(Data excerpts)
=== Section Start ===

PR #54, opened 2026-08-01
[FLINK-40277][connector-http] Add HTTP sink status-code handling and retries

bharathgunapati:

The HTTP sink currently treats non-success responses as generic request failures.
This PR adds configurable sink status-code handling and client-level retry handling so sink behavior is closer to the lookup source status-code/retry model.

The sink can now handle HTTP status codes as successful, ignored, retryable, or fatal. Retryable responses are retried by the sink HTTP client up to the configured retry limit before the sink writer reports failure.

## Brief change log

- Add configurable sink status-code options for success, retry, and ignored HTTP responses.
- Add sink retry configuration and retry strategy options.
- Add status-code handling for success, ignored, retryable failure, and fatal failure.
- Retry retryable sink failures at the HTTP client layer until `http.sink.max-retries` is exhausted.
- Preserve legacy `http.sink.error.code.exclude` behavior by mapping it to ignored response codes when the new ignored-response option is not set.
- Add unified sink configuration used by both Table API and DataStream API paths.
- Update sink HTTP client APIs to receive a `SinkHttpClientContext`.

## Compatibility note

- This PR changes `@PublicEvolving` APIs, including sink request/client-related types.
- `HttpSinkRequestEntry` construction has changed to use method and payload bytes.
- `SinkHttpClientBuilder` now builds clients from `SinkHttpClientContext`.
- Existing legacy `http.sink.error.code.exclude` configurations continue to work.
- `HttpSinkWriterStateSerializer` remains at version 1.
-  Fatal HTTP sink failures (network errors, non-retryable / fatal status codes, and exhausted retries) now fail the Flink job via completeExceptionally. Previously those paths called complete() after metrics/logging, so the job kept running and the records were effectively dropped. Jobs that used http.sink.error.code to mark failures (e.g. 5xx) and relied on continue-after-error behaviour will need to remap those codes or wait for continue-on-error / error-DLQ support in [FLINK-40699](https://issues.apache.org/jira/browse/FLINK-40699).

## Verifying this change

Automated tests include:

- `HttpSinkResponseClassifierTest`
- `HttpSinkWriterTest`
- `HttpSinkWriterStateSerializerTest`
- `HttpSinkConfigSerializationTest`
- `HttpDynamicTableSinkFactoryTest`
- `JavaNetSinkHttpClientTest`
- `HttpSinkConnectionTest`

Ran locally with JDK 17:

`mvn -pl flink-connector-http -DskipTests compile`

Targeted test command:

`mvn -pl flink-connector-http -DskipITs -Dskip.archunit=true -Dspotless.check.skip=true -Dcheckstyle.skip=true -Dtest=HttpSinkWriterTest,HttpSinkResponseClassifierTest,HttpSinkConfigSerializationTest,HttpSinkWriterStateSerializerTest,HttpDynamicTableSinkFactoryTest,HttpSinkConnectionTest,JavaNetSinkHttpClientTest test`

- The public API, i.e., is any changed class annotated with `@Public(Evolving)`: **yes**
- The serializers: **no**, `HttpSinkWriterStateSerializer` remains version 1
- The runtime per-record code paths (performance sensitive): **yes**, sink response handling now applies status-code handling and retries retryable responses

## Documentation

- Does this pull request introduce a new feature? **yes**
- If yes, how is the feature documented? Follow-up documentation work is tracked under the FLINK-40275 sink umbrella.

## Follow-up

FYI: this PR is scoped to configurable sink status-code handling and client-level retry handling. Broader sink refactorings are split across follow-up PRs in my fork: https://github.com/bharathgunapati/flink-connector-http/pulls.


bharathgunapati:
Hi @davidradl , I've captured the overall sink refactoring approach and subtasks in FLINK-40275, and this PR covers the first task in the list. Could you please take a look when you get a chance?

davidradl:
I suggest not using the term classification. I think you mean status codes.

bharathgunapati:
Thanks @davidradl, that makes sense. I’ve updated the PR/user-facing wording to use “status-code handling.”

I kept `HttpSinkResponseClassifier` internally because it maps a raw HTTP response to the sink’s semantic outcome (`SUCCESS`, `IGNORED`, `RETRYABLE_FAILURE`, or `FATAL_FAILURE`), so “classifier” describes the implementation role rather than the feature name.

davidradl:
@bharathgunapati I hope to get to this tomorrow

davidradl:
Just put this into my AI and it came back with:


1. HttpSinkClientWithRetry does not retry on network exceptions
In HttpSinkClientWithRetry.send(), the retry loop is wired only via retryOnResult — it retries when hasRetryableRequests() returns true. However, if the Java HTTP client throws (e.g., IOException for a connection timeout), the CompletionStage completes exceptionally. Resilience4j's decorateCompletionStage with only retryOnResult will not retry on exceptions unless retryOnException is also configured.
Yet in HttpSinkResponseClassifier.classify(), null response → RETRYABLE_FAILURE — the intent is clearly that network failures should be retried. But that path is only reached when optResponse.orElse(null) is null inside prepareAttemptResult, which only runs if submitRequests succeeds. If the future itself fails, the path never reaches the classifier.
Suggested fix: Add .retryOnException(IOException.class::isInstance) (or similar) to the RetryConfig built in HttpSinkClientWithRetry, and add a test case for it.
2. Default SINK_MAX_RETRIES = 3 changes behaviour for existing deployments
The option has a hard default of 3 in HttpDynamicSinkConnectorOptions. Previously retries were not performed at all. Any existing deployment that doesn't set this option will silently start retrying on 500/503/504, potentially tripling the number of HTTP calls on degraded endpoints. This is a silent behaviour change for existing users.
This should either default to 0 (explicit opt-in), or be clearly called out in the PR description / NOTICE / migration guide, and the compatibility note in the PR body updated.
3. SinkRetryConfigProvider will throw at runtime if maxRetries == 0
return createBuilder().maxAttempts(sinkConfig.getMaxRetries() + 1).build();

When maxRetries = 0, maxAttempts = 1 — that's valid, Resilience4j will make exactly one attempt. But createBuilder() also unconditionally reads getRetryStrategy() and tries to resolve RetryStrategyType.fromCode(...). If strategy config is missing and retries are disabled, this still constructs and validates the full retry configuration. Consider short-circuiting when maxRetries == 0 to avoid spurious validation errors and unnecessary overhead.
4. IGNORED responses are added to successfulRequests in the accumulator
In ResponseAccumulator.add(), IGNORED entries flow into successfulRequests. They're excluded from fatalFailedRequests and failedRequests, so the retry accumulator never sees them — but then SinkHttpClientResponse.successfulRequests conflates "succeeded" with "ignored", which may mislead callers who inspect getSuccessfulRequests() for post-callback processing. Consider a dedicated ignoredRequests field on SinkHttpClientResponse, even if the writer just combines them. This would also align the response shape with the four-way HttpSinkResponseStatus enum.
5. legacyResponseChecker short-circuits before the new ignoredResponseCodes check
In HttpSinkResponseClassifier.classify():
if (ignoredResponseCodes.contains(response.statusCode())) {
    return HttpSinkResponseStatus.IGNORED;   // ✓ checked first
}
if (legacyResponseChecker != null) {         // ← then legacy takes over entirely

If a user is on the legacy path and sets sink.ignored-response-codes, the ignored check wins — which is the correct precedence. But if a user is on the legacy path and does NOT set ignored codes, the new responseChecker is never consulted. That's intentional for compatibility, but it means sink.success-codes and sink.retry-codes are silently ignored when legacy error-code properties are present. This should be documented or at least logged as a warning.
6. DefaultSinkHttpClientContext is not Serializable
HttpSinkInternal.DefaultSinkHttpClientContext implements SinkHttpClientContext but is not serializable. The context is created transiently in buildSinkHttpClient(), so this is safe today. But SinkHttpClientContext itself is @PublicEvolving and users implementing custom SinkHttpClientBuilder will receive it — if they ever try to capture it across a serialisation boundary, they'll get a NotSerializableException at runtime. Consider either marking SinkHttpClientContext with extends Serializable or adding a Javadoc warning.
7. HttpSinkConfig has a redundant getReadableConfig() method
HttpSinkConfig stores a Configuration field (named readableConfig) and adds a method getReadableConfig() returning ReadableConfig. Lombok's @Getter would already generate getReadableConfig() returning Configuration. The custom override returning the ReadableConfig supertype while the @Getter-generated field is Configuration will cause a compilation conflict. This should be verified — it may require suppressing the Lombok getter for that field specifically.
8. HttpSinkBuilder.resolveSinkConfig() will NPE if endpointUrl is null
HttpSinkConfigFactory.fromDataStream(endpointUrl, ...) is called eagerly in build() before the existing null/blank check on endpointUrl that was in HttpSinkInternal. That check now operates on sinkConfig.getUrl() inside HttpSinkInternal, so the validation still happens — but it happens after resolveSinkConfig() already ran. If endpointUrl is null, fromDataStream passes it into the config builder without validation. The Preconditions check should move to resolveSinkConfig() or HttpSinkBuilder.build().
9. Deprecated SinkHttpClientResponse constructor uses HttpRequest.getRequestEntries()
The new compatibility constructor flattens List<HttpRequest> via request.getRequestEntries(). HttpRequest previously had no requestEntries field; this PR adds it as a constructor parameter. However, old custom clients that construct HttpRequest using the old three-arg constructor will get a NoSuchMethodError at runtime — the deprecated constructor doesn't actually provide binary compatibility. This should be noted in the Javadoc or the field given a nullable default path.
10. The SINK_WRITER_THREAD_POOL_SIZE default changed from "4" (string) to 1
HttpSinkWriter previously defaulted to 4 threads (HTTP_SINK_WRITER_THREAD_POOL_SIZE = "4"). HttpDynamicSinkConnectorOptions.SINK_WRITER_THREAD_POOL_SIZE now has .defaultValue(1). This is a silent performance regression for existing users. Intentional?

bharathgunapati:
Thanks for running this through, @davidradl — really useful list. Pushed `b085416` addressing it. Point by point:

**1. Retry on network exceptions.** Exception retries are now explicitly scoped to `IOException` (unwrapping `CompletionException`) in `HttpSinkClientWithRetry`, matching `HttpClientWithRetry` on the lookup side. One correction to the analysis: Resilience4j's default exception predicate is `throwable -> true`, so exceptions were already being retried — the change makes the intent explicit and, more importantly, stops non-retryable errors (e.g. a user callback throwing) from re-submitting the whole batch. Tests added in `HttpSinkClientWithRetryTest` and `JavaNetSinkHttpClientTest`.

**2. Default `max-retries`.** Agreed, this was a silent behaviour change. `http.sink.max-retries` now defaults to `0`, so existing jobs keep send-once behaviour and retries are opt-in. The connection tests that relied on a retry now set it explicitly.

**3. `maxRetries == 0` still building a full retry config.** Fixed — `SinkRetryConfigProvider` now short-circuits to `RetryConfig.custom().maxAttempts(1)` and never resolves the retry strategy when retries are disabled. Since this is now the default path, there's a test covering an invalid strategy value with retries off.

**4. IGNORED lumped into `successfulRequests`.**  `SinkHttpClientResponse` already changes shape here (`fatalFailedRequests` is new), so doing the ignored split now means consumers adapt once instead of twice. Ignored responses land in `getIgnoredRequests()`; the writer still treats them as committed and non-retryable.

**5. Legacy error-code path ignoring the new options.** Kept legacy precedence for compatibility, but it is no longer silent: `HttpSinkResponseClassifier` logs a WARN naming both legacy properties and the `http.sink.success-codes` / `http.sink.retry-codes` options being ignored. Also called out on the option descriptions and in the table docs (en + zh).

**6. `DefaultSinkHttpClientContext` not `Serializable`.** Documented on `SinkHttpClientContext` that instances are created at writer open time and are not part of checkpoint or job-graph serialization, so they must not be retained or serialized. I did not add `Serializable`, since the object never crosses that boundary and it would widen the public API for a runtime-only type.

**7. Lombok `getReadableConfig()` conflict.** Not reproducible — Lombok's `@Getter` skips generation when a method of that name already exists. `javap` on `HttpSinkConfig` shows a single `getReadableConfig()` returning `ReadableConfig`. This is the same pattern as `HttpLookupConfig` on `main`.

**8. NPE if `endpointUrl` is null.** A null URL does not NPE: `HttpSinkConfigFactory` passes it through and `HttpSinkInternal` rejects it during `build()` with `IllegalArgumentException: The endpoint URL must be set when initializing HTTP Sink.` `HttpSinkBuilderTest#testNullUrl` already covers this and passes.

**9. Deprecated `SinkHttpClientResponse` constructor.** Expanded the `@deprecated` javadoc. For the record, the constructor itself *is* binary compatible — generics erase, so the descriptor is `(Ljava/util/List;Ljava/util/List;)V` in both versions. The real caveat is on the read side: `getSuccessfulRequests()` / `getFailedRequests()` keep the same erased descriptor but now return `HttpSinkRequestEntry` elements, so old compiled readers would link and then hit a `ClassCastException`. That is now stated explicitly in the javadoc.

**10. Writer thread pool default 4 → 1.** Keeping `1`, since that is what the docs have always documented. Now called out explicitly in the option description and in both datastream and table docs: older versions used 4 threads when the option was unset, and users can set the option to `4` to keep the previous throughput.

On the naming point from earlier: the user-facing wording is "status-code handling" throughout the PR and docs. I've kept `HttpSinkResponseClassifier` as an internal name because it maps a response to the sink's outcome (`SUCCESS` / `IGNORED` / `RETRYABLE_FAILURE` / `FATAL_FAILURE`) rather than describing a configurable option. Happy to rename if you'd still prefer it gone.

Full module test suite is green: 631 tests, 0 failures.

docs/content.zh/docs/connectors/datastream/http.md
```diff
@@ -61,22 +61,31 @@ These options are specified on the builder using the setProperty method.
...
 | sink.flush-buffer.size                                  | optional | The maximum size of a batch of entries that may be sent to the HTTP endpoint measured in bytes.                                                                                                                                                  |
 | sink.flush-buffer.timeout                               | optional | Threshold time in milliseconds for an element to be in a buffer before being flushed.                                                                                                                                                            |
-| flink.connector.http.sink.request-callback                | optional | Specify which `HttpPostRequestCallback` implementation to use. By default, it is set to `slf4j-logger` corresponding to `Slf4jHttpPostRequestCallback`.                                                                                          |
```
bharathgunapati, line 64: one docs follow-up worth calling out.

While documenting the new sink options, I found that the DataStream connector
page listed properties under a `flink.connector.http.*` prefix. The runtime
prefix has been `http.*` since the GetInData donation (`FLINK_CONNECTOR_HTTP =
"http."`), and the same page's code samples already used `http.sink.*`. So those
table/prose rows documented keys that were silently ignored if copied.

I've fixed this in `5d6bf70` / `95a71a1` for the DataStream docs (en + zh):

- corrected existing sink option keys to `http.*`
- added rows for the new status-code and retry-strategy options introduced by
  this PR
- kept `http.sink.max-retries` default `0`, and restored
  `http.sink.writer.thread-pool.size` default to `4` so unset jobs keep the
  previous runtime behaviour

Table docs already used the correct `http.*` prefix; they only needed the new
option rows.

docs/content.zh/docs/connectors/table/http.md
```diff
@@ -596,12 +596,21 @@ another format name.
 | http.sink.request-callback                | optional | Specify which `HttpPostRequestCallback` implementation to use. By default, it is set to `slf4j-logger` corresponding to `Slf4jHttpPostRequestCallback`.                                                                            |
 | http.sink.error.code                      | optional | List of HTTP status codes that should be treated as errors by HTTP Sink, separated with comma.                                                                                                                                     |
 | http.sink.error.code.exclude              | optional | List of HTTP status codes that should be excluded from the `http.sink.error.code` list, separated with comma.                                                                                                                      |
+| http.sink.success-codes                   | optional | Comma separated HTTP status codes considered as successful sink responses. Use [1-5]XX for groups and `!` for exclusions. The default is `2XX`. Ignored when the legacy `http.sink.error.code` properties are set. |
```
davidradl, line 599: I suggest we error if both legacy and new option are specified and only allow one or the other. If they are specifying the new options they likely want to use them but did not reliase to remove the old one.   same for the config below

docs/content/docs/connectors/datastream/http.md
```diff
@@ -61,22 +61,31 @@ These options are specified on the builder using the setProperty method.
...
 | sink.flush-buffer.size                                  | optional | The maximum size of a batch of entries that may be sent to the HTTP endpoint measured in bytes.                                                                                                                                                  |
 | sink.flush-buffer.timeout                               | optional | Threshold time in milliseconds for an element to be in a buffer before being flushed.                                                                                                                                                            |
-| flink.connector.http.sink.request-callback                | optional | Specify which `HttpPostRequestCallback` implementation to use. By default, it is set to `slf4j-logger` corresponding to `Slf4jHttpPostRequestCallback`.                                                                                          |
```
davidradl, line 64: I assume we should not removed existing config options from the code - as this would break migrations. In this case we should keep the docs - maybe with a deprecated indicator and suggestions on what should be used instead for each. We should not reprefix the legacy config options I think.

docs/content.zh/docs/connectors/datastream/http.md
```diff
@@ -61,22 +61,31 @@ These options are specified on the builder using the setProperty method.
...
-| flink.connector.http.sink.writer.thread-pool.size         | optional | Sets the size of pool thread for HTTP Sink request processing. Increasing this value would mean that more concurrent requests can be processed in the same time. If not specified, the default value of 1 thread will be used.                   |
-| flink.connector.http.sink.writer.request.mode             | optional | Sets the Http Sink request submission mode. Two modes are available: `single` and `batch`. Defaults to `batch` if not specified. |
-| flink.connector.http.sink.request.batch.size              | optional | Applicable only for `flink.connector.http.sink.writer.request.mode = batch`. Sets number of individual events/requests that will be submitted as one HTTP request by HTTP sink. The default value is 500 which is same as HTTP Sink `maxBatchSize` |
+| http.sink.request-callback                                | optional | Specify which `HttpPostRequestCallback` implementation to use. By default, it is set to `slf4j-logger` corresponding to `Slf4jHttpPostRequestCallback`.                                                                                          |
```
davidradl, line 64: I would assume we want continue on error so errors in the sink do not kill the job. I am not sure if we can push the content of the error somehow into the sink topic for errors. We could do this separately - maybe as a separate task in the umbrella Jira.

flink-connector-http/src/main/java/org/apache/flink/connector/http/config/HttpConnectorConfigConstants.java
```diff
@@ -138,6 +138,38 @@ public final class HttpConnectorConfigConstants {
     public static final String SINK_HTTP_WRITER_THREAD_POOL_SIZE =
             FLINK_CONNECTOR_HTTP + "sink.writer.thread-pool.size";
 
+    public static final String SINK_MAX_RETRIES = FLINK_CONNECTOR_HTTP + "sink.max-retries";
```
davidradl, line 141: nit: we could have a constant FLINK_CONNECTOR_HTTP_SINK as FLINK_CONNECTOR_HTTP + "sink"

flink-connector-http/src/main/java/org/apache/flink/connector/http/config/HttpConnectorConfigConstants.java
```diff
@@ -138,6 +138,38 @@ public final class HttpConnectorConfigConstants {
...
+
+    public static final String SINK_SUCCESS_CODES = FLINK_CONNECTOR_HTTP + "sink.success-codes";
```
davidradl, line 143: I wonder if we should not have sink at all in the options common to sink and lookup and only have sink or lookup if it is sink or lookup specific. We could use withDeprecatedKeys in the configuration. This would get rid of a lot of the duplicate config keys across sink and lookup. And we may be able to have common code to process the common options as far as possible. We could re-origanise the docs into a common section and then a section for sink and look up specifics.  
wdyt?

davidradl:
another AI review 
1. HttpSinkClientWithRetry creates a new Retry instance on every send() call
In HttpSinkClientWithRetry.send():

Retry retry = Retry.of("http-sink-connector", RetryConfig.<HttpSinkAttemptResult>from(retryConfig)…);

Retry.of() registers into a global Resilience4j registry under that name. If the name already exists (another sink, a test that ran before), it silently returns the first registered config, not the one you just built. This is a correctness risk in multi-sink or test JVMs. Fix: use a random name per instance, or build the Retry once in the constructor and reuse it (the requestEntriesToSubmit AtomicReference already handles per-call state).

2. Behaviour change: fatal failures now throw instead of silently completing
Before this PR, both the "no response" and "error status" branches called resultHandler.complete() (silent drop). After the PR, all three bad branches call resultHandler.completeExceptionally(...). This is a correctness improvement, but it's also a breaking behaviour change for any existing job that relied on silent-drop semantics. The compatibility note in the PR description mentions API changes but doesn't mention this operational change. Existing jobs using http.sink.error.code to mark 5xx as errors will now see those jobs fail unless the codes are mapped to an ignored set.

3. Verify ResponseAccumulator captures the final successful attempt
In HttpSinkClientWithRetry, responseAccumulator.add() is called inside the retryOnResult predicate. The thenApply callback only calls markRetriesExhausted when hasRetryableRequests() is true. If the final attempt succeeds (no retryable requests), the question is whether Resilience4j's retryOnResult callback still fires for that last attempt before stopping. If it does not, the last batch of successful requests is silently missing from the accumulated response. Worth adding an explicit test for a "succeeds on the Nth retry" path and asserting the full successful count.

4. ignoredResponseCodes is evaluated before the legacy checker, yet the log warning says legacy props disable the new options
In HttpSinkResponseClassifier.classify():

if (ignoredResponseCodes.contains(response.statusCode())) {
    return IGNORED;                   // evaluated even in legacy mode
}
if (legacyResponseChecker != null) { // legacy path
    …
}

When legacy properties are active, ignoredResponseCodes is populated from http.sink.error.code.exclude (via setLegacyIgnoredResponseCodesIfNeeded). So excluded codes are classified as IGNORED rather than as legacy-non-errors. This is semantically correct, but the warning log says the new success-codes / retry-codes options are fully ignored when legacy props are set — that is slightly misleading. The Javadoc or warning should clarify that ignoredResponseCodes continues to serve as the "excluded" set even in legacy mode.

5. HttpSinkConfig.getReadableConfig() vs Lombok @Getter duplicate
HttpSinkConfig has @Getter on the class (from Lombok) and also a hand-written getReadableConfig() with a narrowed ReadableConfig return type. The Lombok-generated getReadableConfig() would return Configuration, so the hand-written one hides it to return the interface. This is functional but confusing — the field is still accessible as Configuration via the Lombok getter on readableConfig. Consider either removing @Getter on readableConfig and relying solely on the hand-written method, or dropping the hand-written method if callers don't need the narrowed type.

6. HttpSinkConfigFactory DataStream path: manual property-to-config mapping is fragile
HttpSinkConfigFactory.fromDataStream() has ~12 individual getProperty()/set() blocks. Each new config key needs a corresponding block here. A table-driven approach (iterating over ConfigOption definitions and their HttpConnectorConfigConstants string counterparts) would be more maintainable and less likely to miss a new option in a follow-up PR.

docs/content.zh/docs/connectors/table/http.md
bharathgunapati: Agree. Sink creation now fails if legacy http.sink.error.code / http.sink.error.code.exclude are set together with the new http.sink.success-codes / http.sink.retry-codes, and if error.code.exclude is set together with http.sink.ignored-response-codes. Defaults on the new options do not count as set, so legacy-only jobs keep working.

docs/content/docs/connectors/datastream/http.md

=== Section End ===

- [Action item]:
Looking at the records above, say how many of their lines include the word "page", with no other words.

- [Reply to the task]:
2